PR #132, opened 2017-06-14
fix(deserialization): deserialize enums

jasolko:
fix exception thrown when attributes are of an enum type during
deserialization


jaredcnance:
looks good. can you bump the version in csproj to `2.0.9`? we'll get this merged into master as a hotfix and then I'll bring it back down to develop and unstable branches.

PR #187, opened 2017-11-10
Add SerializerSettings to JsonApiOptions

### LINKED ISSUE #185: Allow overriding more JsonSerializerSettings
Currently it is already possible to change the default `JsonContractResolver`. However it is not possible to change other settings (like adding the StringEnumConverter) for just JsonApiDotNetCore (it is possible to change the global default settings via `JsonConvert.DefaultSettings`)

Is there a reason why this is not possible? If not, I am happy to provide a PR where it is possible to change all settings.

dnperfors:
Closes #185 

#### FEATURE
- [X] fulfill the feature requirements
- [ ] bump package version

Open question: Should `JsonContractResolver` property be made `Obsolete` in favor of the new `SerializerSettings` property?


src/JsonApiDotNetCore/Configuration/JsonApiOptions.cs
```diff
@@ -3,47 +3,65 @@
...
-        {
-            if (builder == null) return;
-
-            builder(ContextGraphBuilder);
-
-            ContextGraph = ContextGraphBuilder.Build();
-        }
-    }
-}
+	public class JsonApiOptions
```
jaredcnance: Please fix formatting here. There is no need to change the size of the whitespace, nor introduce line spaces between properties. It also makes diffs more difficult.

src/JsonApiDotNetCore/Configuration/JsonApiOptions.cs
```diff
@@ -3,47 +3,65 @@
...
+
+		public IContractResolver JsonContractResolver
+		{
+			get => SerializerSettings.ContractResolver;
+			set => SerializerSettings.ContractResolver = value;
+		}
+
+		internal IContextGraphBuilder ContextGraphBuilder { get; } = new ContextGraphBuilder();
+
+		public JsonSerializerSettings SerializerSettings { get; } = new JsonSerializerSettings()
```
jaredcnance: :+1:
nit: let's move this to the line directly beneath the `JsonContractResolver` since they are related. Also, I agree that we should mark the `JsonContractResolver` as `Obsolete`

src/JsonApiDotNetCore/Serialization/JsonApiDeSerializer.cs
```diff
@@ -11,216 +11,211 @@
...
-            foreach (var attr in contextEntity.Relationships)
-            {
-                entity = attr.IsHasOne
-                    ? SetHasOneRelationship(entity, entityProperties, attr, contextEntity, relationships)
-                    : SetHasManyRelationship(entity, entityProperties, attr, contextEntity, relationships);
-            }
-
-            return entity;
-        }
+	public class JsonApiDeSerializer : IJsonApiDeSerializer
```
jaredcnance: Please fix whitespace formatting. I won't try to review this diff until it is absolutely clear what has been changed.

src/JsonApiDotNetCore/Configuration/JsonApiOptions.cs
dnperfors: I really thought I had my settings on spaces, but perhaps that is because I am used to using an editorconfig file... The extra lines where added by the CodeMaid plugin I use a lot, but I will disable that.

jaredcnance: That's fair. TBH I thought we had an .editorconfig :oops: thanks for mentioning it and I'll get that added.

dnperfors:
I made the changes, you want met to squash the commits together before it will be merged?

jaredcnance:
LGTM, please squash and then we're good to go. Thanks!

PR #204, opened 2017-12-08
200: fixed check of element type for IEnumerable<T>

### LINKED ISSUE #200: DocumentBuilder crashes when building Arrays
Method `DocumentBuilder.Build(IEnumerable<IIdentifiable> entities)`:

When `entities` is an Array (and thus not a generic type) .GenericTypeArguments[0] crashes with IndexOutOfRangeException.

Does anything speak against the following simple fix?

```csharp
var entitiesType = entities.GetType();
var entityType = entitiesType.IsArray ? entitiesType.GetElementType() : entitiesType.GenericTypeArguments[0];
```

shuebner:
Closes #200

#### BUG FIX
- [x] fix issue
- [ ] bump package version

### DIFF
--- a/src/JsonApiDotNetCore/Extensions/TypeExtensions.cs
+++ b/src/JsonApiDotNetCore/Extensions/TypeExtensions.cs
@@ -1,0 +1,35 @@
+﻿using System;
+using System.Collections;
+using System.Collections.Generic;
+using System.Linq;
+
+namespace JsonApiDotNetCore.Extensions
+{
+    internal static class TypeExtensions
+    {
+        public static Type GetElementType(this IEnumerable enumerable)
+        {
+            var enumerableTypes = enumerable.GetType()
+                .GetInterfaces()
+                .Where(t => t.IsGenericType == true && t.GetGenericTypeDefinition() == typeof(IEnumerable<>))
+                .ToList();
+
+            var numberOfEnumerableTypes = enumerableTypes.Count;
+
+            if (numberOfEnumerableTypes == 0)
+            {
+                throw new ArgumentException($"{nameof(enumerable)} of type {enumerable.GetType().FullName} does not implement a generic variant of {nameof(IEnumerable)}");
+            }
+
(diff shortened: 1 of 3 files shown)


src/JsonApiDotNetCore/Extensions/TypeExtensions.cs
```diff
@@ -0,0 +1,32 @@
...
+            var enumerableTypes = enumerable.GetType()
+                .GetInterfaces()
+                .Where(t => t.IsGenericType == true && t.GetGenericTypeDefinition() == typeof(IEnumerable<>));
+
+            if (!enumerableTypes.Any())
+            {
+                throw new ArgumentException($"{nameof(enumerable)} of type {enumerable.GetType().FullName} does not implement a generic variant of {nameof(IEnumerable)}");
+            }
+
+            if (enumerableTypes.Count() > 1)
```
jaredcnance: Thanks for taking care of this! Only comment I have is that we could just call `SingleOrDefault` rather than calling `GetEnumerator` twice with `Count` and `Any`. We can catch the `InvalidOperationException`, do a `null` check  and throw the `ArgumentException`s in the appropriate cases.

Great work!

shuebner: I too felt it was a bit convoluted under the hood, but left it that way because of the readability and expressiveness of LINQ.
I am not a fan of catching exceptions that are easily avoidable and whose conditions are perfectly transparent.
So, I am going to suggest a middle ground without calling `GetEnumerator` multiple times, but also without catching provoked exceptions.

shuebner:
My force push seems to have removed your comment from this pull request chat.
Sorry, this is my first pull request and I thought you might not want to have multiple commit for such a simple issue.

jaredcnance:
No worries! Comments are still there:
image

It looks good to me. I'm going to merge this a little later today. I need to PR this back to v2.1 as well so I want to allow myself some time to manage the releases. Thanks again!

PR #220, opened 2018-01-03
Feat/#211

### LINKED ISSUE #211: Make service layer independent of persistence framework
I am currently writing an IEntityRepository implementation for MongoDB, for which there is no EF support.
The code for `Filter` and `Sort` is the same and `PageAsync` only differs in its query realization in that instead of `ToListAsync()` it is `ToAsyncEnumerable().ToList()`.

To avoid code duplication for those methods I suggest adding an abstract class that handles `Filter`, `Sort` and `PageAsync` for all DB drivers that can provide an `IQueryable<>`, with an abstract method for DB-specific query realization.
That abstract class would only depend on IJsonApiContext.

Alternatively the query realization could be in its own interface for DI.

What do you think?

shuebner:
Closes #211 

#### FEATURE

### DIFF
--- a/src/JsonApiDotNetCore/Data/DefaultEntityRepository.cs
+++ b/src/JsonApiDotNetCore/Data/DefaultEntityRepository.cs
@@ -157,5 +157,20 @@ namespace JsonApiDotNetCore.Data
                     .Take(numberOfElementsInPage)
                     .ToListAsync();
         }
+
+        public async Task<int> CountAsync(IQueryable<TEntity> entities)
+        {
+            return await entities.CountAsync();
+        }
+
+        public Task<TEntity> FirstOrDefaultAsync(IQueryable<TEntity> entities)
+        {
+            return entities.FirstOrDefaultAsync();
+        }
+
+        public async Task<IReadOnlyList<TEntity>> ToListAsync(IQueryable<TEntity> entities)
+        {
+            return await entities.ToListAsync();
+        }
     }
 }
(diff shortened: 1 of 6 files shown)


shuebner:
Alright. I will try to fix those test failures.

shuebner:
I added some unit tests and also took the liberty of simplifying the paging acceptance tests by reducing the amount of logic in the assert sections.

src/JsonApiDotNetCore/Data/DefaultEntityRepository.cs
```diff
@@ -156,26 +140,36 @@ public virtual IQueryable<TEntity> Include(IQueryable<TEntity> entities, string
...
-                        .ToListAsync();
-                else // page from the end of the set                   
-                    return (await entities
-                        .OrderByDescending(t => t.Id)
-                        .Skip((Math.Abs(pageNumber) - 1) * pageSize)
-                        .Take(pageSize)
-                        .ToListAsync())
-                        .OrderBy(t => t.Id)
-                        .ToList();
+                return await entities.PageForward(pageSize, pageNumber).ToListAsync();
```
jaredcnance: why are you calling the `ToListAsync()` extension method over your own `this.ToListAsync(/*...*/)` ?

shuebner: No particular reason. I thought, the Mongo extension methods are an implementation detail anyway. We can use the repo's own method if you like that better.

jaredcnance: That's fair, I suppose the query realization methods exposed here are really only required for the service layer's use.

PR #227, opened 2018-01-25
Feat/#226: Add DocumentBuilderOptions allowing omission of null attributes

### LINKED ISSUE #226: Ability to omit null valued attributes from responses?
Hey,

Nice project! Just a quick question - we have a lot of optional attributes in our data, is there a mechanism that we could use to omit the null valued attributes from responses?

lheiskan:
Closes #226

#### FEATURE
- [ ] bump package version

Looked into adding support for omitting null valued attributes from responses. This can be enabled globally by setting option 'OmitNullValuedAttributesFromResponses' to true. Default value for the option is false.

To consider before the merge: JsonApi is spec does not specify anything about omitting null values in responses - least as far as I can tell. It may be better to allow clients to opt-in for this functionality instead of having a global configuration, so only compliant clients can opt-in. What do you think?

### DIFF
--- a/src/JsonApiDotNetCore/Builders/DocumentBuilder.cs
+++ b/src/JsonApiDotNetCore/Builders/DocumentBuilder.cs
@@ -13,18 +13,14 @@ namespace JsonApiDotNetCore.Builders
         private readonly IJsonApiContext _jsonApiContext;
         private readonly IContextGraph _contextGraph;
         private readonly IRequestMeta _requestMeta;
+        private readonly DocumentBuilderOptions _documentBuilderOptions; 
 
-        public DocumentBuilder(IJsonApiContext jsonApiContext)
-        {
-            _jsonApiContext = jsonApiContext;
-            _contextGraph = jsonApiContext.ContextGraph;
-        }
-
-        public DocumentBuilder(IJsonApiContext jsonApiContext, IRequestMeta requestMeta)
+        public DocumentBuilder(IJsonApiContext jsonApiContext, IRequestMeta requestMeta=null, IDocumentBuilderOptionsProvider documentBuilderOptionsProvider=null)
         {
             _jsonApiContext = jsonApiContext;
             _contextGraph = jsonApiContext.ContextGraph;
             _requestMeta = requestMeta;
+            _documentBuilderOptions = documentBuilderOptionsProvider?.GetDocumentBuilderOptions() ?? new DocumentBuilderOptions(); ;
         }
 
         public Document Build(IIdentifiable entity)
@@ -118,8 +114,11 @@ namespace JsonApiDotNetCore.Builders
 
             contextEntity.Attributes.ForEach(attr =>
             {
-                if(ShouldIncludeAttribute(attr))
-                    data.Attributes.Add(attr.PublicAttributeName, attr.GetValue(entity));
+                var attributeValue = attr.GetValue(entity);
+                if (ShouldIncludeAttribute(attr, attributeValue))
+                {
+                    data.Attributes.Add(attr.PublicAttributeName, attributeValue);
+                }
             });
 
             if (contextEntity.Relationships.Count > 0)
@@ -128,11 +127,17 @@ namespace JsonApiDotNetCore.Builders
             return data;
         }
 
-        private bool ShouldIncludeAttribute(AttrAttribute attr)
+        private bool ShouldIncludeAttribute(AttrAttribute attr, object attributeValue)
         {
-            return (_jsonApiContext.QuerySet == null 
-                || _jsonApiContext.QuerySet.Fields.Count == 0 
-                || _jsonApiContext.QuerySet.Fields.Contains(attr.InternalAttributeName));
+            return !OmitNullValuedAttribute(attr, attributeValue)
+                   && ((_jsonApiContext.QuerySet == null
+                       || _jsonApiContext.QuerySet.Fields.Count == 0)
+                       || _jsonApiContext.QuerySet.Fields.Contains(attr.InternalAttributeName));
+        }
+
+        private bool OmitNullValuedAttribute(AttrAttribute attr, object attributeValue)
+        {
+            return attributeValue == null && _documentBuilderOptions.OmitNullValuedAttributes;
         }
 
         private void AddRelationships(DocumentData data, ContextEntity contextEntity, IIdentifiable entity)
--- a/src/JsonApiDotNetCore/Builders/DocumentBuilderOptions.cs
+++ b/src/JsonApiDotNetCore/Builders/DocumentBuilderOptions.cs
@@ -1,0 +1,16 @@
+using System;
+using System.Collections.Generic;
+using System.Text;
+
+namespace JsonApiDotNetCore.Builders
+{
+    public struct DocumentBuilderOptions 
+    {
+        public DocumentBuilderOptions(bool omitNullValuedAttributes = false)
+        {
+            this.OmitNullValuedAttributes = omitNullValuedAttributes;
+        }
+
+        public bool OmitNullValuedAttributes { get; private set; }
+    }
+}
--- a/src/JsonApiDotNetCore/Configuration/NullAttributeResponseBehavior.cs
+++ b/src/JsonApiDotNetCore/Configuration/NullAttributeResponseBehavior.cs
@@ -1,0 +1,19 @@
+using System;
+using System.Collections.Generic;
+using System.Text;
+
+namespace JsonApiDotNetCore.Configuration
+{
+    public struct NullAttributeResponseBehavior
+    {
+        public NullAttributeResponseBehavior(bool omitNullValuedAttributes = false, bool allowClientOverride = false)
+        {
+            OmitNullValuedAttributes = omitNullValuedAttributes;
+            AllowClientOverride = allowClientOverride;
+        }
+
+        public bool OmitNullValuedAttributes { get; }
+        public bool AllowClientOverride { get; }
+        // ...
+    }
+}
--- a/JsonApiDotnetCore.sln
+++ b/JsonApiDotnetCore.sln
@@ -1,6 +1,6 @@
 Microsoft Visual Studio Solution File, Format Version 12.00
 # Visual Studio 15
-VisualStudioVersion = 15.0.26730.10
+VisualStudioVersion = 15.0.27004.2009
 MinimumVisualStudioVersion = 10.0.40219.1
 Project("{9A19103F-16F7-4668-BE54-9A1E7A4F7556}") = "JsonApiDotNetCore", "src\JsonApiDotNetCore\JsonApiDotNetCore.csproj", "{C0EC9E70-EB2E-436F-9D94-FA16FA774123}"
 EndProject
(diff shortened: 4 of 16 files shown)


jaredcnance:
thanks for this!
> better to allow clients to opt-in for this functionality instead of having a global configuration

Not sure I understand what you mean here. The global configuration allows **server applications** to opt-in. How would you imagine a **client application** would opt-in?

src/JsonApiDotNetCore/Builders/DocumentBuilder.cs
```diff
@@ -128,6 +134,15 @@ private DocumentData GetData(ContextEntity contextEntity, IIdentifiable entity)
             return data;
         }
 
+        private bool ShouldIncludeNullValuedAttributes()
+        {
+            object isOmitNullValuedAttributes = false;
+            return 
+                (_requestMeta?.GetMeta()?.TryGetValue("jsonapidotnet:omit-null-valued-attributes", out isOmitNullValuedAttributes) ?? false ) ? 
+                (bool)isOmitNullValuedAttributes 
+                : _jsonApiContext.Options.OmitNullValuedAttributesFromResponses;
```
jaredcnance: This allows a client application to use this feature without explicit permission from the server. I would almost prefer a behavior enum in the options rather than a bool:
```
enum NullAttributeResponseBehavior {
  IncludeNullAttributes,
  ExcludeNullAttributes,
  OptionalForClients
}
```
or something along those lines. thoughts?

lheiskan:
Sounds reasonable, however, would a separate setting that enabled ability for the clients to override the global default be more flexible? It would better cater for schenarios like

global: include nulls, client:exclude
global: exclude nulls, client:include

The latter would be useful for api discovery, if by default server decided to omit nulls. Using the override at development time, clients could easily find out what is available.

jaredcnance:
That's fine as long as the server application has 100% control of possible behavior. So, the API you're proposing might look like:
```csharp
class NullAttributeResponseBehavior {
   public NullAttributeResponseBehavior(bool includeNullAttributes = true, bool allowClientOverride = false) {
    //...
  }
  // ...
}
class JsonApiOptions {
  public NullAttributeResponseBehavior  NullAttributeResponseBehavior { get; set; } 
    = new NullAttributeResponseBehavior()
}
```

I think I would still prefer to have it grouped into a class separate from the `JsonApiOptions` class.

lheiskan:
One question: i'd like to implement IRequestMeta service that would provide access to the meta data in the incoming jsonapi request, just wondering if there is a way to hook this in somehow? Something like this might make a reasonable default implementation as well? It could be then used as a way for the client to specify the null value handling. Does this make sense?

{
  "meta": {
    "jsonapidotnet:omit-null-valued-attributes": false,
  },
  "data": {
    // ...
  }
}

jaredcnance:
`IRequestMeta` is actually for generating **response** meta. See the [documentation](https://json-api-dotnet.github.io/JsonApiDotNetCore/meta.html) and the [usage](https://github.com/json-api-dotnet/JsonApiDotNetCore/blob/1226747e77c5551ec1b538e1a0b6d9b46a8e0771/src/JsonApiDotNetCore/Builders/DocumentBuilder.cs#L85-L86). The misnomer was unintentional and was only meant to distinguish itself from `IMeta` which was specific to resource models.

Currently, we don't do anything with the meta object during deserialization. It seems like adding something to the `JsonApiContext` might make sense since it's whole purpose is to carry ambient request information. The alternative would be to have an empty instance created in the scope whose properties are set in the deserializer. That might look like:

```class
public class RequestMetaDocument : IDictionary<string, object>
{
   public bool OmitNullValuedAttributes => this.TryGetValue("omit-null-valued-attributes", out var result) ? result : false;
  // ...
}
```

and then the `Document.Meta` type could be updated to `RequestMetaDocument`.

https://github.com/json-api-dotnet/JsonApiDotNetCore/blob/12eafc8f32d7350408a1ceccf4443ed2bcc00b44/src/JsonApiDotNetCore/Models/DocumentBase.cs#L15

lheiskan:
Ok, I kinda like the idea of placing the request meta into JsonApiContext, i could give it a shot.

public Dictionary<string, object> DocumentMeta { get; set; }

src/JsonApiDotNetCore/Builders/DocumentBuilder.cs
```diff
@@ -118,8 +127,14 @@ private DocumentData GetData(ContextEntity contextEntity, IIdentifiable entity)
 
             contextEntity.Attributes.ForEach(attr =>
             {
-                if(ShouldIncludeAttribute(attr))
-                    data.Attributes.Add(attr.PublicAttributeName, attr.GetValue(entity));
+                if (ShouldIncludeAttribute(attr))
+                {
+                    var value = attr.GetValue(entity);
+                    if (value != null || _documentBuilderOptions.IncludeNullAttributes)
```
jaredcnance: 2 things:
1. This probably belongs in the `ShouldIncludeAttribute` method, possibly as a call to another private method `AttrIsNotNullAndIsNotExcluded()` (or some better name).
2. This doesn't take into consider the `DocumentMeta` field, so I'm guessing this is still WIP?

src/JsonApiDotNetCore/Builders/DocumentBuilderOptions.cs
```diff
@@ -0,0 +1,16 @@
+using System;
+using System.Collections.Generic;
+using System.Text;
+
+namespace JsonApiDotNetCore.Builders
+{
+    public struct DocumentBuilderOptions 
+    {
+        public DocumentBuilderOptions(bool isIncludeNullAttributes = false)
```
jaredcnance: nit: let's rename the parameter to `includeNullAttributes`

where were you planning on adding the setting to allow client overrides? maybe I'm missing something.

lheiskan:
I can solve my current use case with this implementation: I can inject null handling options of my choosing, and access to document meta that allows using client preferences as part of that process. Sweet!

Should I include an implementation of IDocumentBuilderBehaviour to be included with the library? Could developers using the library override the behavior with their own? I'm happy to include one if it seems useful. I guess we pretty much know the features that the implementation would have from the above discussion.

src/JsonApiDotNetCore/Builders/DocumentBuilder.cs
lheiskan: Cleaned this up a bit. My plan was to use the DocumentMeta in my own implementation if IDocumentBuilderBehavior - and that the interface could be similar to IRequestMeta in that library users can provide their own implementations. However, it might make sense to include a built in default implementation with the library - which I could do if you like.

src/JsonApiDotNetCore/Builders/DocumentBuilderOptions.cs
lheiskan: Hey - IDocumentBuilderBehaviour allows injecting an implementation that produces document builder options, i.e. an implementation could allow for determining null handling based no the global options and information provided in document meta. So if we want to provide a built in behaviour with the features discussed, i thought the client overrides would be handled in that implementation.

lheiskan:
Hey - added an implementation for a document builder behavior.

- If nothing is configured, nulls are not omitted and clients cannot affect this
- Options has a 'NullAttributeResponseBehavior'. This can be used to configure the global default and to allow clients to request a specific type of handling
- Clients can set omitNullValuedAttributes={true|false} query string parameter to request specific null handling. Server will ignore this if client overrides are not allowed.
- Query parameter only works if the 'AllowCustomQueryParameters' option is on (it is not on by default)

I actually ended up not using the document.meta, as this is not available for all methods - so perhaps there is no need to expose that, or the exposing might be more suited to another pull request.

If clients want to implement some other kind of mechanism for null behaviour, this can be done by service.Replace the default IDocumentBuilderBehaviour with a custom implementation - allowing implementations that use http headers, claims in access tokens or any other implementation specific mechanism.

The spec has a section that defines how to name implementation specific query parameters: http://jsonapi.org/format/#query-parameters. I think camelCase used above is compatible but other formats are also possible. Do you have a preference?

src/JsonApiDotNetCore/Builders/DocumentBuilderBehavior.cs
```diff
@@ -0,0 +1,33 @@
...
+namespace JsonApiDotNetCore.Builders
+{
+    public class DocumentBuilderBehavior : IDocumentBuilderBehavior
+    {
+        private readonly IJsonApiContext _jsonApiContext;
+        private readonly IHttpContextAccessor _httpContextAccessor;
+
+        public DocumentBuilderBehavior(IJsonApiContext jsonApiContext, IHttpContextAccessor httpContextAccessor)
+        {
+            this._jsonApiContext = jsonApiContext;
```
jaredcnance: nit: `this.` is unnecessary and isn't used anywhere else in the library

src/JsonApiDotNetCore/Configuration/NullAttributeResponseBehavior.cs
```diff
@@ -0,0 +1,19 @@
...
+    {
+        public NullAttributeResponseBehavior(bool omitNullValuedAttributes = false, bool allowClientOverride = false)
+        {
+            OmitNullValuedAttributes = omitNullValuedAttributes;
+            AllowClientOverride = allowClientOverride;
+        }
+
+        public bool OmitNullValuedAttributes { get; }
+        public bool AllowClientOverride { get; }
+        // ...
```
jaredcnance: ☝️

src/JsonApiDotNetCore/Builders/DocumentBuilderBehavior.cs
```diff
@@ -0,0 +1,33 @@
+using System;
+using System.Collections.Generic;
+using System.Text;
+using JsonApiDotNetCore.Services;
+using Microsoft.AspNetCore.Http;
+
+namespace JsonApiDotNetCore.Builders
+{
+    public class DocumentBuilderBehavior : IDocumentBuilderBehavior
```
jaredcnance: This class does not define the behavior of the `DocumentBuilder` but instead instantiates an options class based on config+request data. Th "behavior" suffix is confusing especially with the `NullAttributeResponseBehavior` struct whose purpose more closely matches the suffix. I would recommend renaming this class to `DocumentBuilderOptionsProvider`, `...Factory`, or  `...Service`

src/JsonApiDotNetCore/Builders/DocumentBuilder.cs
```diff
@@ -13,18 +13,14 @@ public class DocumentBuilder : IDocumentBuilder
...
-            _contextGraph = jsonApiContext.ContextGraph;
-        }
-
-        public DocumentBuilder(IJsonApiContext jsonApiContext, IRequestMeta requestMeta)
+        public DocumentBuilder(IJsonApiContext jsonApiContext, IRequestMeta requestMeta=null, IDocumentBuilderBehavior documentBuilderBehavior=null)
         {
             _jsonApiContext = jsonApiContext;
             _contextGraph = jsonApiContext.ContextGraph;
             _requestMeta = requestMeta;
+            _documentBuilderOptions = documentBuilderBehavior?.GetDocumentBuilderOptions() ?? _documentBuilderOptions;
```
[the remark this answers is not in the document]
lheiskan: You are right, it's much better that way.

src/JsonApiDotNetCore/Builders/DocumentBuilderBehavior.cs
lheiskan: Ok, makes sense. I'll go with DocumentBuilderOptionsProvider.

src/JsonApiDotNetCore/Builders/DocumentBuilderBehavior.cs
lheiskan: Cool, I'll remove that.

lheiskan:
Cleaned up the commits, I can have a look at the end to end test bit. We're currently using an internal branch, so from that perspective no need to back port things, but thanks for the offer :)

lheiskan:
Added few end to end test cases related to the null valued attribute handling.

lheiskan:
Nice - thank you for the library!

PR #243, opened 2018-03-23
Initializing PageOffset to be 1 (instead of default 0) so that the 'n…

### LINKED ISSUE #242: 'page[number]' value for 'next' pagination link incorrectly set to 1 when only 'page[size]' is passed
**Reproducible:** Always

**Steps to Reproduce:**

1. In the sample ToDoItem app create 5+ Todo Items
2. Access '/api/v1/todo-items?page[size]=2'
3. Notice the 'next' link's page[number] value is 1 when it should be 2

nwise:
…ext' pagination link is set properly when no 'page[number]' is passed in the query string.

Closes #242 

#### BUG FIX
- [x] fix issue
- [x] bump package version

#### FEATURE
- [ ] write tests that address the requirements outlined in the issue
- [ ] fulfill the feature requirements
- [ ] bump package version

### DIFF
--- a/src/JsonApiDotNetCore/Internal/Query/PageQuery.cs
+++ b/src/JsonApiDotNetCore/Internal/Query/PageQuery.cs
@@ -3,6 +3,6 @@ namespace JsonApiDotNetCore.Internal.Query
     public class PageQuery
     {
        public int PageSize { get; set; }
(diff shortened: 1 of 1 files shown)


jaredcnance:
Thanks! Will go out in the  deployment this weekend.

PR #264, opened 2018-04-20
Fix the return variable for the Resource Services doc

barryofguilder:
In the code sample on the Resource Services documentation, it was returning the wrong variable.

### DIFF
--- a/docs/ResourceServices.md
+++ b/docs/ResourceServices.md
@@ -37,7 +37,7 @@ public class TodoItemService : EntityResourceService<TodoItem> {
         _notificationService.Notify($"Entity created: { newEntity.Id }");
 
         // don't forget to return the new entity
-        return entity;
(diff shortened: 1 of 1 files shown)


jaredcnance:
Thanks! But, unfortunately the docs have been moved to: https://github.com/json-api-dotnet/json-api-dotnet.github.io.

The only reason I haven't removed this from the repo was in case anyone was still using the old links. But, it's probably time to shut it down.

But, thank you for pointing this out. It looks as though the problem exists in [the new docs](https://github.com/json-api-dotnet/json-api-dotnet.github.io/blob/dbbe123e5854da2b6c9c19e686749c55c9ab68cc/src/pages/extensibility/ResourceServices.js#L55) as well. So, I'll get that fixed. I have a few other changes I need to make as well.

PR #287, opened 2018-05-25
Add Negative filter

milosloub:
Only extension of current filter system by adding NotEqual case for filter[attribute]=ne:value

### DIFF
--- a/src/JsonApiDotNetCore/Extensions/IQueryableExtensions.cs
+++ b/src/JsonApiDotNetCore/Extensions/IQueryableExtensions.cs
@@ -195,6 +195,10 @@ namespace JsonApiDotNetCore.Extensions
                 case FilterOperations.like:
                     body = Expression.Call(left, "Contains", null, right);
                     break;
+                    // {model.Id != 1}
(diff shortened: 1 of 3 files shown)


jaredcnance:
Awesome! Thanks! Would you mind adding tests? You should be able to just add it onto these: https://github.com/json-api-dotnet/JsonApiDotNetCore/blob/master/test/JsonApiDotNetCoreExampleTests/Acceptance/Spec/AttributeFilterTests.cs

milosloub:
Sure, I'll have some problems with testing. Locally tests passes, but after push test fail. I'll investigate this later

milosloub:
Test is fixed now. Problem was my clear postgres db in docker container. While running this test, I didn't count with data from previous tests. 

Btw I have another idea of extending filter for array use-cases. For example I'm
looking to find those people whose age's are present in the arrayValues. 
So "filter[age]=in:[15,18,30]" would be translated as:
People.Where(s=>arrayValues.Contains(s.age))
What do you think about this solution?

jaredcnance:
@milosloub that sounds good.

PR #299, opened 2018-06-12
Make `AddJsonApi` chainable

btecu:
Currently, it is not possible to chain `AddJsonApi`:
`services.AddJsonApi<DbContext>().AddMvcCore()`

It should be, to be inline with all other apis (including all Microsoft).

• • • • •

Return, exactly, the lines from the first line of the records above to the line containing "### LINKED ISSUE #185: Allow", both included.

[Exercise result]
PR #132, opened 2017-06-14
fix(deserialization): deserialize enums

jasolko:
fix exception thrown when attributes are of an enum type during
deserialization


jaredcnance:
looks good. can you bump the version in csproj to `2.0.9`? we'll get this merged into master as a hotfix and then I'll bring it back down to develop and unstable branches.

PR #187, opened 2017-11-10
Add SerializerSettings to JsonApiOptions

### LINKED ISSUE #185: Allow overriding more JsonSerializerSettings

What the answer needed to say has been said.